> _Work required_
Output the records below again, precisely as they are written.

=== Record extracts ===

PR #275, opened 2020-11-05
CheckoutSearch: get results for email without quotes

KonstantinaStoikou:
When searching by an email in the checkout page before there were no results at all when you didn't wrap the email in quotes. Now it shows results without quotes.
Closes partially CERNDocumentServer/cds-ils#214

### DIFF
--- a/src/lib/api/patrons/patron.js
+++ b/src/lib/api/patrons/patron.js
@@ -33,7 +33,7 @@ class QueryBuilder {
     this.patronQuery = [];
   }
 
-  withEmail(email, wildcard = false) {
+  withEmail(email) {
     if (!email) {
       throw TypeError('Email argument missing');
     }
--- a/src/lib/api/patrons/patron.js
+++ b/src/lib/api/patrons/patron.js
@@ -37,7 +37,7 @@ class QueryBuilder {
     if (!email) {
       throw TypeError('Email argument missing');
     }
-    this.patronQuery.push(`email:${email}${wildcard ? '*' : ''}`);
+    this.patronQuery.push(`email:${email}`);
     return this;
   }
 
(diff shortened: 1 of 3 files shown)


src/lib/api/patrons/patron.js
```diff
@@ -37,7 +37,7 @@ class QueryBuilder {
     if (!email) {
       throw TypeError('Email argument missing');
     }
-    this.patronQuery.push(`email:${email}${wildcard ? '*' : ''}`);
+    this.patronQuery.push(`email:${email}`);
```
ntarocco, line 40: I am not 100% sure about this change, the `*` was there for something probably? And this is changing any usage of this query builder, not only `CheckoutSearch`.

Probably the removal of the `*` is good (did you test many different cases?), but wouldn't be better in the checkout search to avoid to specify fields? We are limiting to email and name, but we need to support the person_id too...

ntarocco: Actually I have double check, and we are missing the config `PATRONS.customFields` in `cds-ils`, see [here](https://github.com/inveniosoftware/react-invenio-app-ils/blob/e1d10e64ef485c2ddcebd64c6ba4617040080f6e/src/lib/config/defaultConfig.js#L794) and how it is used [here](https://github.com/inveniosoftware/react-invenio-app-ils/blob/e1d10e64ef485c2ddcebd64c6ba4617040080f6e/src/lib/pages/backoffice/Actions/CheckOut/state/actions.js#L38).
Can you add a PR in `cds-ils` to add the config?

ntarocco, line 40: Please remove the argument `wildcard` then now

kprzerwa (approved):

ntarocco (approved):

PR #277, opened 2020-11-05
ILSMenu: add button to go to the search page

### LINKED ISSUE #259: Add 'Catalogue' to the top menu, pointing to the search page
During user testing, there was sometimes missing a way to navigate quickly back to the search page

KonstantinaStoikou:
Closes #259

Screenshot 2020-11-06 at 16 17 13
Mobile:
Screenshot 2020-11-06 at 16 30 21

### DIFF
--- a/src/lib/components/ILSMenu/ILSMenu.js
+++ b/src/lib/components/ILSMenu/ILSMenu.js
@@ -12,6 +12,7 @@ import {
   Dropdown,
   Image,
   Menu,
+  Icon,
   Responsive,
 } from 'semantic-ui-react';
 
@@ -115,6 +116,11 @@ class ILSMenu extends Component {
                   </div>
                 </Menu.Item>
                 <Menu.Menu position="right">
+                  <Menu.Item>
+                    <Link to={FrontSiteRoutes.documentsListWithQuery('')}>
+                      Search
+                    </Link>
+                  </Menu.Item>
                   <Overridable id="ILSMenu.RightMenuItems" />
                   <Menu.Item>
                     {this.renderRightMenuItem(user.fullName)}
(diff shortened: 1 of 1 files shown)


src/lib/components/ILSMenu/ILSMenu.js
```diff
@@ -115,6 +116,13 @@ class ILSMenu extends Component {
                   </div>
                 </Menu.Item>
                 <Menu.Menu position="right">
+                  <Menu.Item
+                    onClick={() =>
```
FlorianCassayre, line 120: In general we should use `Link` when creating links, for accessibility reasons, instead of relying on events. For instance here it's not possible to open it in a new tab, while I'm sure some users may want to do so.

src/lib/components/ILSMenu/ILSMenu.js
```diff
@@ -115,6 +116,13 @@ class ILSMenu extends Component {
...
+                      goTo(FrontSiteRoutes.documentsListWithQuery(''))
+                    }
+                  >
+                    Go to the catalogue
```
FlorianCassayre, line 124: What about simply `Catalogue`? (to reduce the complexity of the menu)

KonstantinaStoikou: In cds-ils the logo says `CERN Library Catalogue` and I thought having a second button that just says `Catalogue` would be confusing.

ntarocco: What about `Search`? I would be in favor of one word too... maybe quick chat with the team? during stand up?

===

> _Solution for this exercise_
PR #275, opened 2020-11-05
CheckoutSearch: get results for email without quotes

KonstantinaStoikou:
When searching by an email in the checkout page before there were no results at all when you didn't wrap the email in quotes. Now it shows results without quotes.
Closes partially CERNDocumentServer/cds-ils#214

### DIFF
--- a/src/lib/api/patrons/patron.js
+++ b/src/lib/api/patrons/patron.js
@@ -33,7 +33,7 @@ class QueryBuilder {
     this.patronQuery = [];
   }
 
-  withEmail(email, wildcard = false) {
+  withEmail(email) {
     if (!email) {
       throw TypeError('Email argument missing');
     }
--- a/src/lib/api/patrons/patron.js
+++ b/src/lib/api/patrons/patron.js
@@ -37,7 +37,7 @@ class QueryBuilder {
     if (!email) {
       throw TypeError('Email argument missing');
     }
-    this.patronQuery.push(`email:${email}${wildcard ? '*' : ''}`);
+    this.patronQuery.push(`email:${email}`);
     return this;
   }
 
(diff shortened: 1 of 3 files shown)


src/lib/api/patrons/patron.js
```diff
@@ -37,7 +37,7 @@ class QueryBuilder {
     if (!email) {
       throw TypeError('Email argument missing');
     }
-    this.patronQuery.push(`email:${email}${wildcard ? '*' : ''}`);
+    this.patronQuery.push(`email:${email}`);
```
ntarocco, line 40: I am not 100% sure about this change, the `*` was there for something probably? And this is changing any usage of this query builder, not only `CheckoutSearch`.

Probably the removal of the `*` is good (did you test many different cases?), but wouldn't be better in the checkout search to avoid to specify fields? We are limiting to email and name, but we need to support the person_id too...

ntarocco: Actually I have double check, and we are missing the config `PATRONS.customFields` in `cds-ils`, see [here](https://github.com/inveniosoftware/react-invenio-app-ils/blob/e1d10e64ef485c2ddcebd64c6ba4617040080f6e/src/lib/config/defaultConfig.js#L794) and how it is used [here](https://github.com/inveniosoftware/react-invenio-app-ils/blob/e1d10e64ef485c2ddcebd64c6ba4617040080f6e/src/lib/pages/backoffice/Actions/CheckOut/state/actions.js#L38).
Can you add a PR in `cds-ils` to add the config?

ntarocco, line 40: Please remove the argument `wildcard` then now

kprzerwa (approved):

ntarocco (approved):

PR #277, opened 2020-11-05
ILSMenu: add button to go to the search page

### LINKED ISSUE #259: Add 'Catalogue' to the top menu, pointing to the search page
During user testing, there was sometimes missing a way to navigate quickly back to the search page

KonstantinaStoikou:
Closes #259

Screenshot 2020-11-06 at 16 17 13
Mobile:
Screenshot 2020-11-06 at 16 30 21

### DIFF
--- a/src/lib/components/ILSMenu/ILSMenu.js
+++ b/src/lib/components/ILSMenu/ILSMenu.js
@@ -12,6 +12,7 @@ import {
   Dropdown,
   Image,
   Menu,
+  Icon,
   Responsive,
 } from 'semantic-ui-react';
 
@@ -115,6 +116,11 @@ class ILSMenu extends Component {
                   </div>
                 </Menu.Item>
                 <Menu.Menu position="right">
+                  <Menu.Item>
+                    <Link to={FrontSiteRoutes.documentsListWithQuery('')}>
+                      Search
+                    </Link>
+                  </Menu.Item>
                   <Overridable id="ILSMenu.RightMenuItems" />
                   <Menu.Item>
                     {this.renderRightMenuItem(user.fullName)}
(diff shortened: 1 of 1 files shown)


src/lib/components/ILSMenu/ILSMenu.js
```diff
@@ -115,6 +116,13 @@ class ILSMenu extends Component {
                   </div>
                 </Menu.Item>
                 <Menu.Menu position="right">
+                  <Menu.Item
+                    onClick={() =>
```
FlorianCassayre, line 120: In general we should use `Link` when creating links, for accessibility reasons, instead of relying on events. For instance here it's not possible to open it in a new tab, while I'm sure some users may want to do so.

src/lib/components/ILSMenu/ILSMenu.js
```diff
@@ -115,6 +116,13 @@ class ILSMenu extends Component {
...
+                      goTo(FrontSiteRoutes.documentsListWithQuery(''))
+                    }
+                  >
+                    Go to the catalogue
```
FlorianCassayre, line 124: What about simply `Catalogue`? (to reduce the complexity of the menu)

KonstantinaStoikou: In cds-ils the logo says `CERN Library Catalogue` and I thought having a second button that just says `Catalogue` would be confusing.

ntarocco: What about `Search`? I would be in favor of one word too... maybe quick chat with the team? during stand up?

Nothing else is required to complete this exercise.